3 Jonas se leva et partit pour Ninive,
selon la parole du SEIGNEUR.
Or, Ninive était une ville extraordinairement grande :
il fallait trois jours pour la traverser.
4 Jonas la parcourut une journée à peine
en proclamant :
« Encore quarante jours, et Ninive sera détruite ! »
5 Aussitôt, les gens de Ninive crurent en Dieu.
Ils annoncèrent un jeûne,
et tous, du plus grand au plus petit,
se vêtirent de toile à sac.
10 En voyant leur réaction,
et comment ils se détournaient de leur conduite mauvaise,
Dieu renonça au châtiment dont il les avait menacés.
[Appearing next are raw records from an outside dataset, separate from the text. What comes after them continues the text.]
PR #15060, opened 2020-07-24
Drop obsolete lightweight theme update endpoint

### LINKED ISSUE #15059: Drop obsolete lightweight themes update endpoint
The ` /<locale>/themes/update-check/` endpoint (`services/theme_update.py`) is no longer necessary. We may want to keep the `MigratedLWT` model a little longer, but we can drop the code serving the updates.

diox:
Fixes #15059


services/theme_update.py
```diff
@@ -1,120 +0,0 @@
...
-            start_response('404 Not Found', [])
-            return ['']
-
-        try:
-            query_string = environ.get('QUERY_STRING')
-            update = MigratedUpdate(locale, id_, query_string)
-            is_migrated = update.is_migrated
-            if is_migrated:
-                output = (
-                    update.get_json() if settings.MIGRATED_LWT_UPDATES_ENABLED
```
willdurand, line 107: Could we remove this setting? (`MIGRATED_LWT_UPDATES_ENABLED`)

diox: 66e4d1a770

PR #15066, opened 2020-07-27
RE: Adjust the hero API code to deliver uploaded images

### LINKED ISSUE #14473: Adjust the hero API code to deliver uploaded images
Supports https://github.com/mozilla/addons-server/issues/14471
Depends on #14472, #14474 

After #14472 and #14474 land, adjust the code for the hero API to deliver images from the location where the uploaded files are stored, as opposed to from the CDN where they are currently stored.

Question: Will that new location also be served via a CDN, and if not are there any issues with not serving the images from a CDN?

xlisachan:
Fixes #14473 

The `image_url` property has been updated in the `PrimaryHero` model (`hero/models.py`), which is what the serializer was using for the hero image in `hero/serializers.py`. I also revised the following tests: 
- `discovery/tests/test_admin.py`
- `hero/tests/test_models.py`
- `hero/tests/test_serializers.py`

It failed the CI check for `test_translations_reading_from_multiple_db_using` in `translations/tests/test_models.py` (`reason='Needs django-queryset-transform patch to work'`). I'm not sure how to go about solving this...


src/olympia/hero/models.py
```diff
@@ -157,7 +157,10 @@ def __str__(self):
 
     @property
     def image_url(self):
-        return f'{FEATURED_IMAGE_URL}{self.image}' if self.image else None
+        if self.select_image:
+            return f'{self.select_image.custom_image.url}'
+        else:
+            None
```
eviljeff, line 163: This code is a little weird - I guess you meant to write `return None`? 
(You didn't like the `return xxx if yyy else zzz` style?)

src/olympia/hero/admin.py
```diff
@@ -30,7 +30,6 @@ class Media:
     model = PrimaryHero
     fields = (
         'description',
-        'image',
```
eviljeff, line 33: You can drop the field from the model too.   (but we don't want to actually remove the database field until a following deploy to production.  steps:
- add `null=True` kwarg to `image` in `PrimaryHero`
- make migrations
- delete `image` from `PrimaryHero`
- (a few days later so it's not in the same tag;) run makemigrations again to actually delete the field.

eviljeff:
> It failed the CI check for test_translations_reading_from_multiple_db_using in translations/tests/test_models.py (reason='Needs django-queryset-transform patch to work'). I'm not sure how to go about solving this.

I wouldn't worry about it if it doesn't fail on travis-ci.  Some of the translation related tests need extra setup to work locally.

src/olympia/hero/models.py
xlisachan: No I like the style! flake8 was giving me problems about the line being too long. I'll revert to the original style and add parenthesis.

src/olympia/hero/admin.py
xlisachan: > * add `null=True` kwarg to `image` in `PrimaryHero`
> * make migrations
> * delete `image` from `PrimaryHero`
> * (a few days later so it's not in the same tag;) run makemigrations again to actually delete the field.

Should I migrate after the first `makemigrations`?

eviljeff: yes.  The last step can be done whenever - we're pretty lax about cleaning up the database once it's not referenced in the code.

Issue #15070, opened 2020-07-27
Add 'Build #' prefix to Fenix versions


willdurand:
Usage stats for Fenix have build IDs instead of more user friendly **app versions**. It's not clear whether we can rely on a more meaningful version string so let's make it clear that those `202023343` strings are build IDs while we figure out how to retrieve more user-friendly version strings.

We're not going to add this prefix in the exported data.

For QA: I don't think you'll be able to verify this issue because of the lack of Fenix data in -dev/-stage. Firefox Desktop data shouldn't be affected.

ioanarusiczki:
@willdurand 
- I actually found an add-on on dev:
https://addons-dev.allizom.org/en-US/firefox/addon/firefox-color/statistics/usage/applications/?last=90
It's "Android Build #2015752521" displayed instead of  "Android 2015752521"

- other data such as usage by date doesn't seem to be affected.  I took a look at dev versus stage. 

Verified on AMO dev - FF78(Win10).

willdurand:
>     * I actually found an add-on on dev:
>       [addons-dev.allizom.org/en-US/firefox/addon/firefox-color/statistics/usage/applications/?last=90](https://addons-dev.allizom.org/en-US/firefox/addon/firefox-color/statistics/usage/applications/?last=90)
>       It's "Android Build #2015752521" displayed instead of  "Android 2015752521"

That's unexpected but good for QA :p

ioanarusiczki:
@willdurand Yes, a nice surprise there :)

PR #15071, opened 2020-07-27
Add 'Build #' prefix to Fenix app versions (usage stats)

willdurand:
Fixes https://github.com/mozilla/addons-server/issues/15070

---

This is a UI change only, controlled by a waffle switch in case we're able to change the data in BigQuery.

## Screenshot

Note that Fenix versions are `20200534` and not `78.0`, etc. but that's the prefix this patch adds:

Screen Shot 2020-07-27 at 11 15 39


static/js/impala/stats/manager.js
```diff
@@ -518,9 +520,14 @@ z.StatsManager = (function() {
...
 
+        // Fenix app versions are build IDs so we need a prefix for end users.
+        var versionPrefix = metric === 'apps' &&
+            key === '{aa3c5121-dab2-40e2-81ca-7ea25febc110}' &&
+            useFenixBuildIDs ? 'Build #' : '';
+
         if (metric in csv_keys) {
             if (key in csv_keys[metric]) {
-                return csv_keys[metric][key] + ' ' + parts.join(' ');
+                return csv_keys[metric][key] + ' ' + versionPrefix + parts.join(' ');
```
eviljeff, line 530: what's this actually doing?  The end result in the UI?

willdurand: sorry, added a screenshot now

static/js/impala/stats/manager.js
```diff
@@ -518,9 +520,14 @@ z.StatsManager = (function() {
             key = parts[0];
         parts = parts.slice(1);
 
+        // Fenix app versions are build IDs so we need a prefix for end users.
+        var versionPrefix = metric === 'apps' &&
+            key === '{aa3c5121-dab2-40e2-81ca-7ea25febc110}' &&
```
eviljeff, line 525: code-coding-tastic .... if this is just a temporary fix then fine.  If it's longer term I'd be concerned about this - would we even look in js code for something fenix application specific?

src/olympia/stats/migrations/0005_create_switch_for_fenix_build_ids.py
```diff
@@ -0,0 +1,23 @@
+# Generated by Django 2.2.13 on 2020-07-27 08:43
+
+from django.db import migrations
+
+
+def create_waffle_switch(apps, schema_editor):
+    Switch = apps.get_model("waffle", "Switch")
+
+    Switch.objects.create(
+        name="use-fenix-build-ids",
```
eviljeff, line 10: It doesn't hurt, but why the switch ?  It's not a big feature we're launching and/or liable to break is it?

willdurand: The switch is needed because I am working on the data as well. For now, we didn't identify a better value than the build ID (which seemed to be documented as the "app version" similar to what we have for FF Desktop). If we find a better app version for Fenix, then we'll update the BigQuery data and we'll need to disable this UI change on AMO.

Having the switch lets us work in parallel and won't require an AMO push to revert the small change. In the end, we'd like to have app versions for Fenix that look like Desktop (so `78.0`, `79.1`, etc.)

Le livre de Jonas est très court : il doit faire quatre pages, tout au plus. Il a été écrit très tard vers le quatrième ou troisième siècle av.J.C. Il prétend raconter une histoire qui serait arrivée à un prophète du nom de Jonas, cinq cents ans auparavant ; mais en réalité c’est une fable, un conte plein d’humour mais surtout de leçons pour ses contemporains et pour nous. Encore faut-il savoir lire entre les lignes.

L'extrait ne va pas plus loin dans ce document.